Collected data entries
[Start of Attachment]
PR #22649, opened 2021-12-11
Fixed 'simplify' changing state of internal random generator

### LINKED ISSUE #22592: `simplify` changes state of internal random generator
I'm afraid [`sympy.core.ramdom`](https://github.com/sympy/sympy/blob/4489b4c7c51a65966b1a95f2af6f7e0c8c461794/sympy/core/random.py#L1-L10) brings back an old issue with `random` in `sympy`. 

See
```
>>> from sympy import I, simplify
>>> from sympy.core.random import rng
>>> rng.getstate()[1][-1]
624
>>> simplify(-I)
-I
>>> rng.getstate()[1][-1]
497
```
actually this comes from an lazy import inside of `simplify`

```
>>> from sympy.core.random import rng
>>> rng.getstate()[1][-1]
624
>>> from sympy.physics.units.quantities import Quantity
>>> rng.getstate()[1][-1]
489
```
The actual problem seems to be deep in the units system when it comes to multiply when it comes to multiply two units like `mass * time`

https://github.com/sympy/sympy/blob/52f606a503cea5e9588de14150ccb9f7f9ed4752/sympy/physics/units/systems/length_weight_time.py#L102

mohajain:
Fixes #22592

#### Release Notes

NO ENTRY

### DIFF
--- a/sympy/core/assumptions.py
+++ b/sympy/core/assumptions.py
@@ -214,7 +214,7 @@ from .facts import FactRules, FactKB, InconsistentAssumptions
 from .core import BasicMeta
 from .sympify import sympify
 
-from sympy.core.random import shuffle
+from sympy.core.random import rng_assumptions
 
 
 _assume_rules = FactRules([
@@ -548,7 +548,7 @@ def _ask(fact, obj):
 
     # Try assumption's prerequisites
     prereq = list(_assume_rules.prereq[fact])
-    shuffle(prereq)
+    rng_assumptions.shuffle(prereq)
     for pk in prereq:
         if pk in assumptions:
             continue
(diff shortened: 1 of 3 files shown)


mohajain:
I applied the diff you suggested. Please have a look @oscarbenjamin

oscarbenjamin:
There should be a test for this.

Need to test that something like this outputs a consistent result:
```python
from sympy import *
from sympy.core.random import seed, randint

seed(4)
prod(symbols('x:10')) # invoke the assumptions system
print(randint(0, 5))
```
That will need to be run in a subprocess though to avoid interactions with the cache.

mohajain:
Okay. How can we test something like this? What would you like me to do?

mohajain:
@oscarbenjamin could you please help?

oscarbenjamin:
We can just have a test along these lines using subprocess:
https://docs.python.org/3/library/subprocess.html

We should make sure that the test is something that currently fails but that doesn't fail with this PR.

sylee957:
This is already fixed in #22592

PR #22651, opened 2021-12-11
sympy/core: Basic and Expr __eq__ are merged

ThePauliPrinciple:

Helps with https://github.com/sympy/sympy/pull/22607

Currently, `Expr` ensures that `Expr(S(1)) != Expr(S(1.0))`. However, this does not work for
`Basic` : `Basic(S(1)) == Basic(S(1.0))`. Since this is the only difference currently between
`Basic` and `Expr`'s `__eq__` method, this PR attempts to merge these two so that
`__eq__` only has to be defined in `Basic`.

This causes backwards compatibility issues, but I believe `Basic(S(1)) == Basic(S(1.0))`
should be considered a bug.

#### Release Notes

* core
  * `Basic` now behaves the same as `Expr` when comparing structural equality with `==`.

### DIFF
--- a/sympy/calculus/tests/test_singularities.py
+++ b/sympy/calculus/tests/test_singularities.py
@@ -67,6 +67,7 @@ def test_is_decreasing():
     b = Symbol('b', positive=True)
 
     assert is_decreasing(1/(x**2 - 3*x), Interval.open(Rational(3,2), 3))
+    assert is_decreasing(1/(x**2 - 3*x), Interval.open(1.5, 3))
     assert is_decreasing(1/(x**2 - 3*x), Interval.Lopen(3, oo))
     assert not is_decreasing(1/(x**2 - 3*x), Interval.Ropen(-oo, Rational(3, 2)))
     assert not is_decreasing(-x**2, Interval(-oo, 0))
--- a/sympy/calculus/tests/test_singularities.py
+++ b/sympy/calculus/tests/test_singularities.py
@@ -81,13 +81,12 @@ def test_is_strictly_decreasing():
     assert not is_strictly_decreasing(-x**2, Interval(-oo, 0))
     assert not is_strictly_decreasing(1)
     assert is_strictly_decreasing(1/(x**2 - 3*x), Interval.open(Rational(3,2), 3))
-    print(is_strictly_decreasing(1/(x**2 - 3*x), Interval.open(1.5, 3)))
     assert is_strictly_decreasing(1/(x**2 - 3*x), Interval.open(1.5, 3))
-
 
 def test_is_monotonic():
     """Test whether is_monotonic returns correct value."""
     assert is_monotonic(1/(x**2 - 3*x), Interval.open(Rational(3,2), 3))
+    assert is_monotonic(1/(x**2 - 3*x), Interval.open(1.5, 3))
     assert is_monotonic(1/(x**2 - 3*x), Interval.Lopen(3, oo))
     assert is_monotonic(x**3 - 3*x**2 + 4*x, S.Reals)
     assert not is_monotonic(-x**2, S.Reals)
--- a/sympy/calculus/tests/test_singularities.py
+++ b/sympy/calculus/tests/test_singularities.py
@@ -66,7 +66,7 @@ def test_is_decreasing():
     """Test whether is_decreasing returns correct value."""
     b = Symbol('b', positive=True)
 
-    assert is_decreasing(1/(x**2 - 3*x), Interval.open(1.5, 3))
+    assert is_decreasing(1/(x**2 - 3*x), Interval.open(Rational(3,2), 3))
     assert is_decreasing(1/(x**2 - 3*x), Interval.Lopen(3, oo))
     assert not is_decreasing(1/(x**2 - 3*x), Interval.Ropen(-oo, Rational(3, 2)))
     assert not is_decreasing(-x**2, Interval(-oo, 0))
@@ -80,12 +80,14 @@ def test_is_strictly_decreasing():
         1/(x**2 - 3*x), Interval.Ropen(-oo, Rational(3, 2)))
     assert not is_strictly_decreasing(-x**2, Interval(-oo, 0))
     assert not is_strictly_decreasing(1)
+    assert is_strictly_decreasing(1/(x**2 - 3*x), Interval.open(Rational(3,2), 3))
+    print(is_strictly_decreasing(1/(x**2 - 3*x), Interval.open(1.5, 3)))
     assert is_strictly_decreasing(1/(x**2 - 3*x), Interval.open(1.5, 3))
 
 
 def test_is_monotonic():
     """Test whether is_monotonic returns correct value."""
-    assert is_monotonic(1/(x**2 - 3*x), Interval.open(1.5, 3))
+    assert is_monotonic(1/(x**2 - 3*x), Interval.open(Rational(3,2), 3))
     assert is_monotonic(1/(x**2 - 3*x), Interval.Lopen(3, oo))
     assert is_monotonic(x**3 - 3*x**2 + 4*x, S.Reals)
     assert not is_monotonic(-x**2, S.Reals)
--- a/sympy/calculus/singularities.py
+++ b/sympy/calculus/singularities.py
@@ -274,9 +274,13 @@ def is_decreasing(expression, interval=S.Reals, symbol=None):
     >>> from sympy import S, Interval, oo
     >>> is_decreasing(1/(x**2 - 3*x), Interval.open(S(3)/2, 3))
     True
+    >>> is_decreasing(1/(x**2 - 3*x), Interval.open(1.5, 3))
+    True
     >>> is_decreasing(1/(x**2 - 3*x), Interval.Lopen(3, oo))
     True
     >>> is_decreasing(1/(x**2 - 3*x), Interval.Ropen(-oo, S(3)/2))
+    False
+    >>> is_decreasing(1/(x**2 - 3*x), Interval.Ropen(-oo, 1.5))
     False
     >>> is_decreasing(-x**2, Interval(-oo, 0))
     False
@@ -318,6 +322,8 @@ def is_strictly_decreasing(expression, interval=S.Reals, symbol=None):
     >>> is_strictly_decreasing(1/(x**2 - 3*x), Interval.Lopen(3, oo))
     True
     >>> is_strictly_decreasing(1/(x**2 - 3*x), Interval.Ropen(-oo, S(3)/2))
+    False
+    >>> is_strictly_decreasing(1/(x**2 - 3*x), Interval.Ropen(-oo, 1.5))
     False
     >>> is_strictly_decreasing(-x**2, Interval(-oo, 0))
     False
@@ -362,6 +368,8 @@ def is_monotonic(expression, interval=S.Reals, symbol=None):
     >>> from sympy import is_monotonic
     >>> from sympy.abc import x, y
     >>> from sympy import S, Interval, oo
+    >>> is_monotonic(1/(x**2 - 3*x), Interval.open(S(3)/2, 3))
+    True
     >>> is_monotonic(1/(x**2 - 3*x), Interval.open(1.5, 3))
     True
     >>> is_monotonic(1/(x**2 - 3*x), Interval.Lopen(3, oo))
--- a/sympy/calculus/singularities.py
+++ b/sympy/calculus/singularities.py
@@ -272,7 +272,7 @@ def is_decreasing(expression, interval=S.Reals, symbol=None):
     >>> from sympy import is_decreasing
     >>> from sympy.abc import x, y
     >>> from sympy import S, Interval, oo
-    >>> is_decreasing(1/(x**2 - 3*x), Interval.open(1.5, 3))
+    >>> is_decreasing(1/(x**2 - 3*x), Interval.open(S(3)/2, 3))
     True
     >>> is_decreasing(1/(x**2 - 3*x), Interval.Lopen(3, oo))
     True
--- a/sympy/core/basic.py
+++ b/sympy/core/basic.py
@@ -2,7 +2,7 @@
 from collections import defaultdict
 from collections.abc import Mapping
 from itertools import chain, zip_longest
-from typing import Set, Tuple
+from typing import Set, Tuple, Any
 
 from .assumptions import ManagedProperties
 from .cache import cacheit
@@ -82,6 +82,7 @@ class Basic(Printable, metaclass=ManagedProperties):
                 )
 
     _args: 'Tuple[Basic, ...]'
+    _mhash: 'Any'
 
     # To be overridden with True in the appropriate subclasses
     is_number = False
@@ -140,7 +141,7 @@ class Basic(Printable, metaclass=ManagedProperties):
             raise NotImplementedError(msg)
         return super().__reduce_ex__(protocol)
 
-    def __hash__(self):
+    def __hash__(self) -> int:
         # hash cannot be cached using cache_it because infinite recurrence
         # occurs as hash is needed for setting cache dictionary keys
         h = self._mhash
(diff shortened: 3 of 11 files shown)


ThePauliPrinciple:
Not really sure why this makes `is_decreasing` not return anything anymore.

oscarbenjamin:
> Not really sure why this makes `is_decreasing` not return anything anymore.

Maybe add something that detects when `Basic.__eq__` is about to return something different from before so you can get into it with a debugger.

ThePauliPrinciple:
Alright, looks like this comparison
```
  File "/mnt/c/Users/paul/Documents/PythonScripts/Libs/SymPy/sympy/sympy/calculus/tests/test_singularities.py", line 83, in test_is_strictly_decreasing
    assert is_strictly_decreasing(1/(x**2 - 3*x), Interval.open(1.5, 3))
  File "/mnt/c/Users/paul/Documents/PythonScripts/Libs/SymPy/sympy/sympy/calculus/singularities.py", line 328, in is_strictly_decreasing
    return monotonicity_helper(expression, lambda x: x < 0, interval, symbol)
  File "/mnt/c/Users/paul/Documents/PythonScripts/Libs/SymPy/sympy/sympy/calculus/singularities.py", line 158, in monotonicity_helper
    return interval.is_subset(predicate_interval)
  File "/mnt/c/Users/paul/Documents/PythonScripts/Libs/SymPy/sympy/sympy/sets/sets.py", line 399, in is_subset
    if self.intersect(other) == self:
  File "/mnt/c/Users/paul/Documents/PythonScripts/Libs/SymPy/sympy/sympy/core/basic.py", line 376, in __eq__
    raise TypeError
```
in `is_subset` is the problem, since the two intervals here are not the same anymore:
` <class 'sympy.sets.sets.Interval'> <class 'sympy.sets.sets.Interval'> (3/2, 3, True, True) (1.50000000000000, 3, True, True)`
as `3/2` and `1.5000000000000000` are not structurally equivalent.

oscarbenjamin:
I thought I had removed that line but apparently I just left a comment:
https://github.com/sympy/sympy/blob/81cd2630631e315586f796646a7f9268e71bf484/sympy/sets/sets.py#L395-L399
For the problem at hand though I guess trace it back a bit. Why is this comparing a set with float boundaries against one with rational boundaries?

ThePauliPrinciple:
Because it obtains a rational interval from `solveset` which it compares to a float interval from the input.

oscarbenjamin:
> Because it obtains a rational interval from `solveset` which it compares to a float interval from the input.

Maybe it shouldn't be expected to work then. Where is the test?

ThePauliPrinciple:
> I thought I had removed that line but apparently I just left a comment:

This method should probably be made to either return a default value or raise an error if no if branch returns anything.

ThePauliPrinciple:
> > Because it obtains a rational interval from `solveset` which it compares to a float interval from the input.
> 
> Maybe it shouldn't be expected to work then. Where is the test?

Yes, this shouldn't be expected to work. It is similar to the other failures, I got confused due to the `None` being returned.

oscarbenjamin:
If there are tests that only fail on PyPy then that implies that we have a difference of behaviour somehow between SymPy running on PyPy and SymPy running on CPython. That's a bug in one of SymPy, PyPy or CPython that should be reported or fixed.

How exactly can the difference in behaviour be reproduced?

sympy/calculus/tests/test_singularities.py
```diff
@@ -80,12 +80,12 @@ def test_is_strictly_decreasing():
         1/(x**2 - 3*x), Interval.Ropen(-oo, Rational(3, 2)))
     assert not is_strictly_decreasing(-x**2, Interval(-oo, 0))
     assert not is_strictly_decreasing(1)
-    assert is_strictly_decreasing(1/(x**2 - 3*x), Interval.open(1.5, 3))
```
ThePauliPrinciple, line 83: This test was failing on PyPy, but not in any of the other tests. It makes sense that it should fail.

sympy/calculus/tests/test_singularities.py
```diff
@@ -80,12 +80,12 @@ def test_is_strictly_decreasing():
...
+    assert is_strictly_decreasing(1/(x**2 - 3*x), Interval.open(Rational(3,2), 3))
 
 
 def test_is_monotonic():
     """Test whether is_monotonic returns correct value."""
-    assert is_monotonic(1/(x**2 - 3*x), Interval.open(1.5, 3))
```
ThePauliPrinciple, line 88: I changed this too, since it was similar

sympy/calculus/tests/test_singularities.py
```diff
@@ -66,7 +66,7 @@ def test_is_decreasing():
     """Test whether is_decreasing returns correct value."""
     b = Symbol('b', positive=True)
 
-    assert is_decreasing(1/(x**2 - 3*x), Interval.open(1.5, 3))
```
ThePauliPrinciple, line 69: This also fails in non pypy tests

ThePauliPrinciple:
I can't get any useful output on this unfortunately.

ThePauliPrinciple:
Looks like the problem in optional-dependencies is not due to this PR, which explains why I couldn't figure out why these changes cause that.

ThePauliPrinciple:
There really seems to be something buggy about this. Now it fails in 3.10, but doesn't fail in in the other tests (for as far as they run). Locally it fails for me:
```python
assert is_strictly_decreasing(1/(x**2 - 3*x), Interval.open(1.5, 3))
```
It returns `None`.
And I would expect this to fail, not sure why it passes on any of the tests.

ThePauliPrinciple:
Surely the reported speedups aren't caused by this PR?

ThePauliPrinciple:
Looks like the result is actually non-deterministic:
```
============================================================================================= tests finished: 5 passed, 1 failed, in 1.60 seconds =============================================================================================
DO *NOT* COMMIT!
(sympy-dev) thepauli@DESKTOP-QN36B9B:/mnt/c/Users/paul/Documents/PythonScripts/Libs/SymPy/sympy$ vi sympy/calculus/tests/test_singularities.py
(sympy-dev) thepauli@DESKTOP-QN36B9B:/mnt/c/Users/paul/Documents/PythonScripts/Libs/SymPy/sympy$ bin/test sympy/calculus/tests/test_singularities.py
============================================================================================================= test process starts =============================================================================================================
executable:         /home/thepauli/anaconda3/envs/sympy-dev/bin/python  (3.9.7-final-0) [CPython]
architecture:       64-bit
cache:              yes
ground types:       python
numpy:              None
random seed:        63826900
hash randomization: on (PYTHONHASHSEED=2410301442)

sympy/calculus/tests/test_singularities.py[6] ....True
F.                                                                                                                                                                                     [FAIL]

_______________________________________________________________________________________________________________________________________________________________________________________________________________________________________________
___________________________________________________________________________________ sympy/calculus/tests/test_singularities.py:test_is_strictly_decreasing ____________________________________________________________________________________
  File "/mnt/c/Users/paul/Documents/PythonScripts/Libs/SymPy/sympy/sympy/calculus/tests/test_singularities.py", line 85, in test_is_strictly_decreasing
    assert is_strictly_decreasing(1/(x**2 - 3*x), Interval.open(1.5, 3)) is None
AssertionError

============================================================================================= tests finished: 5 passed, 1 failed, in 1.68 seconds =============================================================================================
DO *NOT* COMMIT!
(sympy-dev) thepauli@DESKTOP-QN36B9B:/mnt/c/Users/paul/Documents/PythonScripts/Libs/SymPy/sympy$ bin/test sympy/calculus/tests/test_singularities.py
============================================================================================================= test process starts =============================================================================================================
executable:         /home/thepauli/anaconda3/envs/sympy-dev/bin/python  (3.9.7-final-0) [CPython]
architecture:       64-bit
cache:              yes
ground types:       python
numpy:              None
random seed:        13438830
hash randomization: on (PYTHONHASHSEED=2112566269)

sympy/calculus/tests/test_singularities.py[6] ....None
```

Note that during one run it is printing `True` while in another it is printing `False`.

ThePauliPrinciple:
The bug seems to boil down to
```python
list(ordered(set([Interval.open(Rational(3,2), 3), Interval.open(1.50000000000000, 3)])))
```
being underterministic. Then apparently one order leads to a different result compared to the other order when those two are not equal (but not when they are equal).

This happens in the `Intersection` class, which is used in the `intersect` method which is used in 
https://github.com/sympy/sympy/blob/81cd2630631e315586f796646a7f9268e71bf484/sympy/sets/sets.py#L395-L400
`is_subset`.

Not yet sure how to fix this or what is actually the reason why this ordering is important.

oscarbenjamin:
I've seen this before. The `ordered` function does not work properly with float vs rational:
```python
In [1]: list(ordered([S.Half, 0.5]))
Out[1]: [1/2, 0.5]

In [2]: list(ordered([0.5, S.Half]))
Out[2]: [0.5, 1/2]
```
The ultimate fix for that is #20033 but it could be possible to add a workaround for in the mean time.

sympy/calculus/tests/test_singularities.py
```diff
@@ -80,12 +80,13 @@ def test_is_strictly_decreasing():
...
-    assert is_strictly_decreasing(1/(x**2 - 3*x), Interval.open(1.5, 3))
-
+    assert is_strictly_decreasing(1/(x**2 - 3*x), Interval.open(Rational(3,2), 3))
+    assert is_strictly_decreasing(1/(x**2 - 3*x), Interval.open(1.5, 3)) is None
 
 def test_is_monotonic():
     """Test whether is_monotonic returns correct value."""
-    assert is_monotonic(1/(x**2 - 3*x), Interval.open(1.5, 3))
+    assert is_monotonic(1/(x**2 - 3*x), Interval.open(Rational(3,2), 3))
+    assert is_monotonic(1/(x**2 - 3*x), Interval.open(1.5, 3)) is None
```
asmeurer, line 89: Changes like this make me hesitant to accept that making rationals and floats unequal is actually a good idea (see [this comment](https://github.com/sympy/sympy/pull/20033#issuecomment-710417294)). 1.5 is exactly equal to 3/2 as a floating point number. The answer here is fortunately not wrong, just not as helpful anymore, but one could imagine scenarios where this breaks things in a more serious way.

This is obviously more of a question for https://github.com/sympy/sympy/pull/20033 than here. This PR just makes things consistent, which is good, and the changes are pretty minimal that it wouldn't be a big deal to revert them if we decide to go the other way.

ThePauliPrinciple: Perhaps we can get the best of both worlds in this case. The mathematical question here is whether the expr is "monotonic" on a certain interval and it most certainly is monotonic along the given `Float` interval. So this function should deal with comparing based on "value equivalence" rather than "structural equivalence". So I think 
https://github.com/sympy/sympy/blob/7c0fa071cb3e2f267a6cb9767a093a8ebbf10375/sympy/sets/sets.py#L399-L400
might be a wrong use of `==` and should use a comparison based on value.

ThePauliPrinciple:
If this is the prefered solution, I do believe that the tests should reflect this with checks for both rational and float intervals.

ThePauliPrinciple:
Alright looks like this idea doesn't actually work and I was passing tests by coincidence.

Considering that currently this PR does not yield consistent results and I don't know how to make it do so, I think I want to close this, unless there are any suggestions to make this update work with `is_subset`.

ThePauliPrinciple:
This surely is a problem:
```python
>>> fi=Interval(3/2,oo)
>>> ri=Interval(Rational(3,2),oo)
>>> for i in (fi, ri):
...     for u in ((fi, ri), (ri, fi)):
...         print(i, u)
...         i.is_subset(Union(*u))
...
Interval(1.50000000000000, oo) (Interval(1.50000000000000, oo), Interval(3/2, oo))
True
Interval(1.50000000000000, oo) (Interval(3/2, oo), Interval(1.50000000000000, oo))
True
Interval(3/2, oo) (Interval(1.50000000000000, oo), Interval(3/2, oo))
Interval(3/2, oo) (Interval(3/2, oo), Interval(1.50000000000000, oo))
```
how can a be a subset of the union of a and b, but b not be a subset of the union of a and b?

oscarbenjamin:
The issue with floats is basically that we don't know the origin of the floats so e.g.:
```python
In [25]: a = Rational(3, 2) + Rational(1, 10**20)

In [26]: a
Out[26]: 
150000000000000000001
─────────────────────
100000000000000000000

In [27]: i = Interval(a, 2)

In [28]: ie = i.evalf()

In [29]: i
Out[29]: 
⎡150000000000000000001   ⎤
⎢─────────────────────, 2⎥
⎣100000000000000000000   ⎦

In [30]: ie
Out[30]: [1.5, 2.0]

In [31]: Rational(3, 2) in i
Out[31]: False

In [32]: Rational(3, 2) in ie
Out[32]: True
```
The way I think about this is that where I have a float that is equal to some exact rational number I imagine that the float represents a range of values around that number (an open set). If the statement isn't true for an arbitrarily small open set then SymPy shouldn't give True. With that interpretation I am not sure if the test results that you are currently worrying about should be expected to pass.

ThePauliPrinciple:
I managed to break down the issue more fundamentally, with `Float` and `Rational` not being equal, this no longer holds:
```python
>>> Interval(1.5,oo).intersect(Interval(Rational(3,2),oo)) == Interval(Rational(3,2),oo).intersect(Interval(3/2,oo))
False
```
I do believe it should not matter for intersect what the order is, but it does now (it chooses `Rational(3,2)` vs `3/2` based on order).

ThePauliPrinciple:
Should those intersects return `None` since they don't have a well defined meaning?

ThePauliPrinciple:
Still doesn't solve it. Since I can't get a deterministic result I'm closing this.

oscarbenjamin:
> Still doesn't solve it. Since I can't get a deterministic result I'm closing this.

I'll give this some more thought...

oscarbenjamin:
Something like this seems to work:
```diff
diff --git a/sympy/core/sorting.py b/sympy/core/sorting.py
index f255bbf..6ba314e 100644
--- a/sympy/core/sorting.py
+++ b/sympy/core/sorting.py
@@ -172,6 +172,8 @@ def _node_count(e):
     # some object has a non-Basic arg, it needs to be
     # fixed since it is intended that all Basic args
     # are of Basic type (though this is not easy to enforce).
+    if e.is_Float:
+        return 0.5
     return 1 + sum(map(_node_count, e.args))
 
 
diff --git a/sympy/sets/sets.py b/sympy/sets/sets.py
index 4e88ebd..d17658f 100644
--- a/sympy/sets/sets.py
+++ b/sympy/sets/sets.py
@@ -2463,7 +2463,7 @@ def simplify_intersection(args):
     args = set(args)
     new_args = True
     while new_args:
-        for s in args:
+        for s in ordered(args):
             new_args = False
             for t in args - {s}:
                 new_set = intersection_sets(s, t)
```

ThePauliPrinciple:
Do I understand correctly that this would change `ordered` such that it always sorts `Float` and `Rational` that have the same value in the same order? That would indeed be helpful. 
I think I would prefer putting it here:
```diff
diff --git a/sympy/sets/handlers/intersection.py b/sympy/sets/handlers/intersection.py
index 1980251c5d..fc31545494 100644
--- a/sympy/sets/handlers/intersection.py
+++ b/sympy/sets/handlers/intersection.py
@@ -426,7 +426,7 @@ def intersection_sets(a, b): # noqa:F811
             start = a.start
             left_open = a.left_open
         else:
-            start = a.start
+            start = ordered([a,b])[0].start
             left_open = a.left_open or b.left_open

         if a.end < b.end:
@@ -436,7 +436,7 @@ def intersection_sets(a, b): # noqa:F811
             end = b.end
             right_open = b.right_open
         else:
-            end = a.end
+            end = ordered([a,b])[0].end
             right_open = a.right_open or b.right_open

         if end - start == 0 and (left_open or right_open):
```

 so that `intersection_sets(a,b)=intersection_sets(b,a)` always holds. Or is there a reason not to do this?

oscarbenjamin:
> Or is there a reason not to do this?

We could do both. I was just looking at the source of the nondeterminism in this particular example.

ThePauliPrinciple:
This still needs cleanup

ThePauliPrinciple:
This is ready for review again.

oscarbenjamin:
Looks good.

oscarbenjamin:
Actually the release note needs clarification. Can you edit it here?
https://github.com/sympy/sympy/wiki/Release-Notes-for-1.10

If we say that Basic now behaves the same as Expr then what does that mean? How were they different and what is changed to make them the same?

ThePauliPrinciple:
> Actually the release note needs clarification. Can you edit it here? https://github.com/sympy/sympy/wiki/Release-Notes-for-1.10
> 
> If we say that Basic now behaves the same as Expr then what does that mean? How were they different and what is changed to make them the same?

Is it acceptable now?

oscarbenjamin:
Yes, looks good.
[End of Attachment]
**Task requirements:** Look through the records and gather every line containing "imagine".

**Result of this task:**
asmeurer, line 89: Changes like this make me hesitant to accept that making rationals and floats unequal is actually a good idea (see [this comment](https://github.com/sympy/sympy/pull/20033#issuecomment-710417294)). 1.5 is exactly equal to 3/2 as a floating point number. The answer here is fortunately not wrong, just not as helpful anymore, but one could imagine scenarios where this breaks things in a more serious way.
The way I think about this is that where I have a float that is equal to some exact rational number I imagine that the float represents a range of values around that number (an open set). If the statement isn't true for an arbitrarily small open set then SymPy shouldn't give True. With that interpretation I am not sure if the test results that you are currently worrying about should be expected to pass.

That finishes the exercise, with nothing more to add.